**TASK DESCRIPTION:** Every record must be restated exactly as written.

Dataset entries

PR #4167, opened 2024-01-29
Add support to Windows NUMA core count

wargio:

**Detailed description**

This is not testable normally but it "should work".

### DIFF
--- a/librz/util/thread_pool.c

**RESPONSE AREA:**
PR #4167, opened 2024-01-29
Add support to Windows NUMA core count

wargio:

**Detailed description**

This is not testable normally but it "should work".

### DIFF
--- a/librz/util/thread_pool.c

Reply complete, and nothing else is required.